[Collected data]

================

PR #33990, opened 2023-02-08
Azure OpenAI: Add support for faster, streaming Completions responses for ChatGPT-style use

trrwilson:
This change introduces support for *streaming Completions* to the Azure OpenAI C# client library. This allows Completions responses to provide incremental result data and facilitate latency-sensitive use of ChatGPT-style use cases where waiting many seconds for a full response to finish its entirety is prohibitive.

OpenAI's public documentation for REST/etc. covers this as a boolean `stream` parameter on the Completions request payload: https://platform.openai.com/docs/api-reference/completions/create

In the client library, this is projected via supplementary methods and objects:

- `OpenAIClient` gets a new pair of methods, `GetCompletionsStreaming` and `GetCompletionsStreamingAsync`, that parallel their non-streaming counterparts but provide a new `StreamingCompletions` type as the response payload.
- The `StreamingCompletions` response value will be created and usable as soon as the response stream is available and provides a `GetChoicesStreaming()` method to begin asynchronous enumeration of `StreamingChoice` objects -- these are populated as new server-sent event messages arrive with new choice data (as delineated by the 'index' field)
- `StreamingChoice`, in turn, has a `GetTextStreaming()` method that will asynchronously enumerate the streamed text components (typically each token in Completions.Choice) as they become available
- Common concepts between streaming and non-streaming Completions/Choices (ID, Created, Logprobs, etc.) are reimplemented/exposed from the base, deserialized SSE payloads while inapplicable/unavailable concepts (like Usage) are omitted

In implementation, this is accomplished by disabling HttpMessage buffering in the Completions request and then forking a fire-and-forget Task (owned by StreamingCompletions) to pump the response content stream and update collections/enumerators.


sdk/openai/Azure.AI.OpenAI/tests/OpenAIInferenceTests.cs
```diff
@@ -94,5 +110,32 @@ public void RequestFailedExceptionTest()
             var exception = Assert.ThrowsAsync<RequestFailedException>(async () => { await client.GetCompletionsAsync("BAD_DEPLOYMENT_ID", completionsRequest); });
             Assert.AreEqual(404, exception.Status);
         }
+
+        [RecordedTest]
+        public async Task StreamingCompletionsTest()
```
glharper, line 115: We need Asserts in tests, right?

sdk/openai/Azure.AI.OpenAI/tests/OpenAIInferenceTests.cs
```diff
@@ -94,5 +110,32 @@ public void RequestFailedExceptionTest()
...
+
+            fileWriter.WriteLine($"{Environment.TickCount} : START");
+            Response<StreamingCompletions> response = await client.GetStreamingCompletionsAsync(
+                CompletionsDeploymentId,
+                requestOptions);
+
+            await foreach (string message in response.Value.GetAsyncMessages())
+            {
+                fileWriter.WriteLine($"{Environment.TickCount} : {message}");
+            }
```
glharper, line 138: Do we want to model disposing the response properly (even if it doesn't matter for this test)?

sdk/openai/Azure.AI.OpenAI/src/Custom/OpenAIClient.cs
```diff
@@ -42,5 +45,73 @@ public virtual Response<Completions> GetCompletions(string deploymentId, string
...
+            Argument.AssertNotNull(completionsOptions, nameof(completionsOptions));
+
+            using DiagnosticScope scope = ClientDiagnostics.CreateScope(
+                "OpenAIClient.GetStreamingCompletions");
+            scope.Start();
+
+            RequestContext context = FromCancellationToken(cancellationToken);
+
+            RequestContent nonStreamingContent = completionsOptions.ToRequestContent();
+            RequestContent streamingContent = GetStreamingEnabledRequestContent(nonStreamingContent);
```
KrzysztofCwalina, line 64: it's fine for the preview, but we should fix it at some point, i.e. we should generate the right content the first time (line above) as opposed to rewriting it.

sdk/openai/Azure.AI.OpenAI/src/Custom/OpenAIClient.cs
```diff
@@ -42,5 +45,73 @@ public virtual Response<Completions> GetCompletions(string deploymentId, string
...
+            augmentedContent.JsonWriter.WriteStartObject();
+
+            // Copy the original JSON content back into the new copy
+            foreach (JsonProperty jsonThing in originalJsonRoot.EnumerateObject())
+            {
+                augmentedContent.JsonWriter.WritePropertyName(jsonThing.Name);
+                jsonThing.Value.WriteTo(augmentedContent.JsonWriter);
+            }
+
+            // ...Add the *one thing* we wanted to add
```
KrzysztofCwalina, line 108: @annelo-msft, here is an interesting use case for your mutable JSON APIs. For context, this routine is rewriting request content just to add one property to the JSON payload.

sdk/openai/Azure.AI.OpenAI/src/Custom/Utf8TStreamReader.cs
```diff
@@ -0,0 +1,65 @@
+﻿// Copyright (c) Microsoft Corporation. All rights reserved.
+// Licensed under the MIT License.
+
+using System;
+using System.IO;
+using System.Threading;
+
+namespace Azure.Core.Sse
+{
+    public sealed class Utf8TStreamReader : IDisposable
```
KrzysztofCwalina, line 10: You don't need this type in the preview. I just started to work on it to avoid unecessary UTF8-UTF16-UTF8 conversions, but it's not yet used by the reader.

sdk/openai/Azure.AI.OpenAI/tests/OpenAIInferenceTests.cs
KrzysztofCwalina: Yeah, we don't want incorrect code to make it to the internet these days. OpenAI will learn wrong patterns from these tests, suggest them to unsuspecting humans who will soon be developing using copy-paste-oriented-programming, which in turn will make OpenAI not work properly :-)

sdk/openai/Azure.AI.OpenAI/src/Custom/StreamingCompletions.cs
```diff
@@ -0,0 +1,81 @@
...
+        private bool _disposedValue;
+        private SseReader _reader;
+
+        internal StreamingCompletions(Response response)
+        {
+            _baseResponse = response;
+            _reader = new SseReader(response.ContentStream);
+        }
+
+        public async IAsyncEnumerable<string> GetAsyncMessages()
```
KrzysztofCwalina, line 23: Async should be a suffix. It's a .NET idiom.

sdk/openai/Azure.AI.OpenAI/src/Custom/OpenAIClient.cs
annelo-msft: Love it!  Thank you, @KrzysztofCwalina!

sdk/openai/Azure.AI.OpenAI/tests/OpenAIInferenceTests.cs
trrwilson: Agreed on all counts, but now I'm curious: is there (or should there be) an `IDisposable` `Response<T>` equivalent wrapper? Without one, it seems like we're relegated to the extremely clunky, old-style try/finally resource management pattern, i.e.
```csharp
Response<SomeDisposableType> response = client.GetResponse();
try
{
    // ... use response
}
finally
{
    response.Value?.Dispose();
}
```
Using the implicit `<T>` operator gets around this (e.g. `using SomeDisposableType responseValue = client.GetResponse()` will work) but if you want the `Response<T>` itself (e.g. for the raw payload) then I don't see a way to use `using` and all that goodness.

sdk/openai/Azure.AI.OpenAI/tests/OpenAIInferenceTests.cs
trrwilson: Absolutely; I originally rushed this draft out right before my few days away and should have made that more clear in the description. The tests have asserts now (and quite a few of them!).

sdk/openai/Azure.AI.OpenAI/tests/OpenAIInferenceTests.cs
trrwilson: For the moment, I updated the test to use/demonstrate the declare -> try -> finally pattern mentioned. I'm now curious about whether or not OpenAI would end up being smart enough to recommend that properly!

sdk/openai/Azure.AI.OpenAI/src/Custom/OpenAIClient.cs
```diff
@@ -42,5 +45,73 @@ public virtual Response<Completions> GetCompletions(string deploymentId, string
             completionsOptions.Prompt.Add(prompt);
             return GetCompletions(deploymentId, completionsOptions, cancellationToken);
         }
+
+        public virtual Response<StreamingCompletions> GetStreamingCompletions(
```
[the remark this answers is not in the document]
trrwilson: Thanks for the pointer! I updated these to `GetCompletionsStreaming` and `GetCompletionsStreamingAsync`.

sdk/openai/Azure.AI.OpenAI/src/Custom/OpenAIClient.cs
trrwilson: Agreed, that would be super duper nice. We'll hopefully be able to address our instance issue with an internal generated field or the like, but having a generalized capability to mutate payload in this partial class setup with custom/generated interrelationship would be fantastic.

sdk/openai/Azure.AI.OpenAI/src/Custom/Utf8TStreamReader.cs
trrwilson: Thanks; should've looked more carefully during the port. Removed for now.

sdk/openai/Azure.AI.OpenAI/src/Custom/OpenAIClient.cs
trrwilson: Agreed on both points -- I'd like to integrate the in-progress proper approach ASAP (maybe even before this PR is done) but won't hesitate to use this frowny-face-inducing workaround if it's the holdout.

sdk/openai/Azure.AI.OpenAI/tests/OpenAIInferenceTests.cs
KrzysztofCwalina: When I discussed it with @tg-msft, we thought that for the preview response.Value would be disposable, so the called would do:
```csharp
using Model result = client.GetResponse().Value;
```

sdk/openai/Azure.AI.OpenAI/src/Custom/StreamingCompletions.cs
trrwilson: Thanks -- this method isn't intended to actually exist/persist beyond the first data flow demonstration, but that's no excuse for even a code-sharing draft PR to flaunt proper patterns.

sdk/openai/Azure.AI.OpenAI/tests/OpenAIInferenceTests.cs
KrzysztofCwalina: After the preview, we will think about adding a disposable `Response<T>` variant/subtype. We don't want to make `Response<T>` disposable as most responses don't have to be disposed but if we implemented `IDisposable` on `Response<T>`, users would be compelled to dispose it.

trrwilson: Makes sense -- and I for sure agree that having a (fabricated name) `public class DisposableResponse<T> : Response<T> where T : IDisposable` would be the way to go vs. changing any existing `Respose` type.

Applying `using` to the field of the top-level `Response<T>` still has some rough edges (inappropriate scoping of the `using` statement could cause a still-valid `Response<T>` to have a disposed/invalid `.Value` field) but I certainly like that better than declare/try/finally. I'll apply that in the test code.

sdk/openai/Azure.AI.OpenAI/src/Custom/Choice.Serialization.cs
```diff
@@ -49,7 +49,7 @@ internal static Choice DeserializeChoice(JsonElement element)
                         continue;
                     }
                 }
-                if (property.NameEquals("finishReason"))
+                if (property.NameEquals("finish_reason"))
```
KrzysztofCwalina, line 52: This is probably not very important, but this comparison will be faster if you do:
```csharp
if (property.NameEquals("finish_reason"u8)) ...
```

JsonDocument stores the data as UTF8. If you call the UTF16 taking overload, the overload will convert the UTF16 string to UTF8 on the fly, before actually comparing the strings. But you can just append `u8` to the end of string literals to make them UTF8 at compile time.

trrwilson: That's a great observation. We can optimize it in our custom deserialization, but I suspect that having the C# emitter aware of this (for the generated code coming out of cadl) would be even better; I believe even these "custom" deserializes are just lightly modified generated code.

@m-nash, do you know if smart use of UTF8 string literals is already something on the radar for C# emission? Should I file an issue to track the request?

sdk/openai/Azure.AI.OpenAI/src/Custom/OpenAIClient.cs
```diff
@@ -42,5 +45,99 @@ public virtual Response<Completions> GetCompletions(string deploymentId, string
...
+
+            RequestContext context = FromCancellationToken(cancellationToken);
+
+            RequestContent nonStreamingContent = completionsOptions.ToRequestContent();
+            RequestContent streamingContent = GetStreamingEnabledRequestContent(nonStreamingContent);
+
+            try
+            {
+                HttpMessage message = CreateGetCompletionsRequest(deploymentId, streamingContent, context);
+                message.BufferResponse = false;
```
tg-msft, line 69: You should be able to use `x-csharp-buffer-response` to have AutoRest generate this for you - if your version of the Cadl tooling allow a decorator like `@extension("x-csharp-buffer-response", false)`.

sdk/openai/Azure.AI.OpenAI/tests/OpenAIInferenceTests.cs
```diff
@@ -100,11 +104,93 @@ public async Task EmbeddingTest()
...
-            var exception = Assert.ThrowsAsync<RequestFailedException>(async () => { await client.GetCompletionsAsync("BAD_DEPLOYMENT_ID", completionsRequest); });
+            RequestFailedException exception = Assert.ThrowsAsync<RequestFailedException>(async () =>
+            {
+                await client.GetCompletionsAsync("BAD_DEPLOYMENT_ID", completionsRequest);
+            });
             Assert.AreEqual(404, exception.Status);
         }
+
+        [RecordedTest]
+        public async Task StreamingCompletionsTest()
```
scbedd, line 118: here.

sdk/openai/Azure.AI.OpenAI/src/Custom/Choice.Serialization.cs
trrwilson: Resolving for the purposes of this PR, in any event -- this change was ported from a different PR that's already merged (i.e. this file isn't being changed here now).

sdk/openai/Azure.AI.OpenAI/tests/OpenAIInferenceTests.cs
trrwilson: Yep, this is the place!
[posterity note: discussion about where the test is and code review bookmarking]

sdk/openai/Azure.AI.OpenAI/src/Custom/OpenAIClient.cs
trrwilson: That'll be a *much* nicer way of achieving this and cut down on the custom code significantly. I believe we're not quite there yet with the cadl, but should follow up ASAP to converge. I'll move forward with it as-is here for expediency's sake.

sdk/openai/Azure.AI.OpenAI/src/Custom/AsyncAutoResetEvent.cs
```diff
@@ -0,0 +1,49 @@
...
+// Licensed under the MIT License.
+
+using System.Collections.Generic;
+using System.Threading;
+using System.Threading.Tasks;
+
+namespace Azure.AI.OpenAI.Custom
+{
+    // Adapted from https://devblogs.microsoft.com/pfxteam/building-async-coordination-primitives-part-2-asyncautoresetevent/
+    internal class AsyncAutoResetEvent
```
m-nash, line 11: In general classes in the `Custom` folder are meant to mirror `Generated` classes.  This class can go in root or a sub folder named whatever we like.

sdk/openai/Azure.AI.OpenAI/src/Custom/StreamingCompletions.cs
```diff
@@ -0,0 +1,173 @@
...
+using System.Linq;
+using System.Runtime.CompilerServices;
+using System.Text.Json;
+using System.Threading;
+using System.Threading.Tasks;
+using Azure.Core.Sse;
+
+namespace Azure.AI.OpenAI.Custom
+{
+    public class StreamingCompletions : IDisposable
```
m-nash, line 16: Should we represent these models in the cadl?  If that is the plan for future lets double check the shape to ensure that when we add them they can be removed from custom code and generated

sdk/openai/Azure.AI.OpenAI/src/Custom/SseReader.cs
```diff
@@ -0,0 +1,147 @@
...
+            }
+        }
+        public void Dispose()
+        {
+            Dispose(disposing: true);
+            GC.SuppressFinalize(this);
+        }
+    }
+
+    public readonly struct SseLine
```
m-nash, line 123: should have its own file unless its private and only used by ssereader in which case lets make it private.

sdk/openai/Azure.AI.OpenAI/src/Custom/SseReader.cs
```diff
@@ -0,0 +1,147 @@
...
+
+        private static bool TryParseLine(string lineText, out SseLine line)
+        {
+            if (lineText.Length == 0)
+            {
+                line = default;
+                return false;
+            }
+
+            int colonIndex = lineText.IndexOf(':');
```
m-nash, line 91: I am pretty sure lineText.AsSpan().IndexOf is faster here.

sdk/openai/Azure.AI.OpenAI/src/Custom/SseReader.cs
```diff
@@ -0,0 +1,147 @@
...
+// Licensed under the MIT License.
+
+using System;
+using System.IO;
+using System.Threading.Tasks;
+
+namespace Azure.Core.Sse
+{
+    // SSE specification: https://html.spec.whatwg.org/multipage/server-sent-events.html#parsing-an-event-stream
+    public sealed class SseReader : IDisposable
```
m-nash, line 11: Does this need to be public?

sdk/openai/Azure.AI.OpenAI/src/Custom/AsyncAutoResetEvent.cs
trrwilson: Got it! I'll move the new, non-mirrored files into a folder named "Streaming." They may move back later when we can generate a lot of it, but better to be correct at every stage.

sdk/openai/Azure.AI.OpenAI/src/Custom/SseReader.cs
trrwilson: Agreed. `SseLine` is part of the outward-facing contract, so I moved it into a new `SseLine.cs` file.

sdk/openai/Azure.AI.OpenAI/src/Custom/SseReader.cs
trrwilson: OK, I have to confess that my initial reaction to that was "what? no way that can be true...". But I think you're completely right!
https://dotnetfiddle.net/PCc1ct

Using the span consistently looks to shave off at least 10-15% of the runtime. Pragmatically, the difference here is immaterial, but just out of principle and "that's cool" I'll make the update anyway :)

Courtesy of the OpenAI-empowered new Bing:
> String.AsSpan().IndexOf is faster than String.IndexOf in C# because it avoids memory allocation and garbage collection. Here is why:

> String.AsSpan() converts a string into a Span<char>[1](https://www.jitbit.com/alexblog/309-improving-c-performance-with-spant/)[2](https://programmingfire.com/what-is-span-in-csharp-and-how-it-improves-the-performance)[3](https://www.codeproject.com/Articles/5269747/Using-Span-T-to-improve-performance-of-Csharp-code), which is a ref struct[4](https://programmingfire.com/what-is-span-in-csharp-and-how-it-improves-the-performance)[2](https://programmingfire.com/what-is-span-in-csharp-and-how-it-improves-the-performance) that can point to a region of memory without copying it[2](https://programmingfire.com/what-is-span-in-csharp-and-how-it-improves-the-performance)[3](https://www.codeproject.com/Articles/5269747/Using-Span-T-to-improve-performance-of-Csharp-code)[5](https://learn.microsoft.com/en-us/archive/msdn-magazine/2018/january/csharp-all-about-span-exploring-a-new-net-mainstay)[6](https://learn.microsoft.com/en-us/dotnet/api/system.span-1?view=net-7.0). Span<char> can be allocated on the stack or inline in the containing type[2](https://programmingfire.com/what-is-span-in-csharp-and-how-it-improves-the-performance)[5](https://learn.microsoft.com/en-us/archive/msdn-magazine/2018/january/csharp-all-about-span-exploring-a-new-net-mainstay)[6](https://learn.microsoft.com/en-us/dotnet/api/system.span-1?view=net-7.0), which means it does not require garbage collection[4](https://programmingfire.com/what-is-span-in-csharp-and-how-it-improves-the-performance)[2](https://programmingfire.com/what-is-span-in-csharp-and-how-it-improves-the-performance).
Span<char>.IndexOf performs a non-copying slice operation on the span to find the index of a character or a substring[1](https://www.jitbit.com/alexblog/309-improving-c-performance-with-spant/)[7](https://www.dotnetperls.com/span)[5](https://learn.microsoft.com/en-us/archive/msdn-magazine/2018/january/csharp-all-about-span-exploring-a-new-net-mainstay). This means it does not create a new string object or allocate any memory on the heap[1](https://www.jitbit.com/alexblog/309-improving-c-performance-with-spant/)[7](https://www.dotnetperls.com/span)[5](https://learn.microsoft.com/en-us/archive/msdn-magazine/2018/january/csharp-all-about-span-exploring-a-new-net-mainstay).
String.IndexOf, on the other hand, performs a substring operation on the string to find the index of a character or a substring[8](https://learn.microsoft.com/en-us/dotnet/fundamentals/code-analysis/quality-rules/ca1846)[9](https://learn.microsoft.com/en-us/dotnet/fundamentals/code-analysis/quality-rules/ca1831)[10](https://stackoverflow.com/questions/51864673/c-sharp-readonlyspanchar-vs-substring-for-string-dissection). This means it creates a new string object and allocates memory on the heap[8](https://learn.microsoft.com/en-us/dotnet/fundamentals/code-analysis/quality-rules/ca1846)[9](https://learn.microsoft.com/en-us/dotnet/fundamentals/code-analysis/quality-rules/ca1831)[10](https://stackoverflow.com/questions/51864673/c-sharp-readonlyspanchar-vs-substring-for-string-dissection), which requires garbage collection later[8](https://learn.microsoft.com/en-us/dotnet/fundamentals/code-analysis/quality-rules/ca1846)[9](https://learn.microsoft.com/en-us/dotnet/fundamentals/code-analysis/quality-rules/ca1831)[10](https://stackoverflow.com/questions/51864673/c-sharp-readonlyspanchar-vs-substring-for-string-dissection).
Therefore, String.AsSpan().IndexOf is faster than String.IndexOf in C# because it avoids memory allocation and garbage collection by using Span<char>, which is a ref struct that can point to a region of memory without copying it.

sdk/openai/Azure.AI.OpenAI/src/Custom/SseReader.cs
trrwilson: Certainly not. I'll swap this (and the moved `SseLine`) to `internal`.

sdk/openai/Azure.AI.OpenAI/src/Custom/StreamingCompletions.cs
trrwilson: Absolutely--the goal is to do as much of this as possible from cadl as soon as possible. I'll follow up on the chat thread(s) about double-checking the surface; for preview, the scales likely tilt towards getting streaming support in even if we break it in a bit, but that doesn't mean we shouldn't avoid low-hanging fruit splatting down on us if we can.

trrwilson: Per quick response off-PR, this'll be an important consideration between now and exiting preview -- but not a blocker for this PR so much as an important note.

jpalvarezl (approved):

sdk/openai/Azure.AI.OpenAI/src/Custom/SseReader.cs
m-nash: I think if you added StringComparison.Ordinal it would be similar but I do think span still has a tiny edge of that if I recall correctly.

sdk/openai/Azure.AI.OpenAI/src/Streaming/StreamingChoice.cs
```diff
@@ -0,0 +1,115 @@
...
+
+using System;
+using System.Collections.Generic;
+using System.Linq;
+using System.Runtime.CompilerServices;
+using System.Threading;
+
+namespace Azure.AI.OpenAI.Custom
+{
+    public class StreamingChoice
```
m-nash, line 12: Since this and `StreamingCompletions` are intended to eventually be in the cadl and therefore be generated these should go in the Custom folder.

trrwilson: Thanks--I was curious about doing that in advance or not. I moved `StreamingCompletions` and `StreamingChoice` into `Custom` and the remaining new files into a `Helpers` folder (as the former "Streaming" identity got weaker).

m-nash (approved):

================

▸ Work request
Repeat exactly the lines above from the one with "OpenAI's public documentation" up to and including the one with "the response payload.". No other line belongs in the reply.

▸ Result of the exercise
OpenAI's public documentation for REST/etc. covers this as a boolean `stream` parameter on the Completions request payload: https://platform.openai.com/docs/api-reference/completions/create

In the client library, this is projected via supplementary methods and objects:

- `OpenAIClient` gets a new pair of methods, `GetCompletionsStreaming` and `GetCompletionsStreamingAsync`, that parallel their non-streaming counterparts but provide a new `StreamingCompletions` type as the response payload.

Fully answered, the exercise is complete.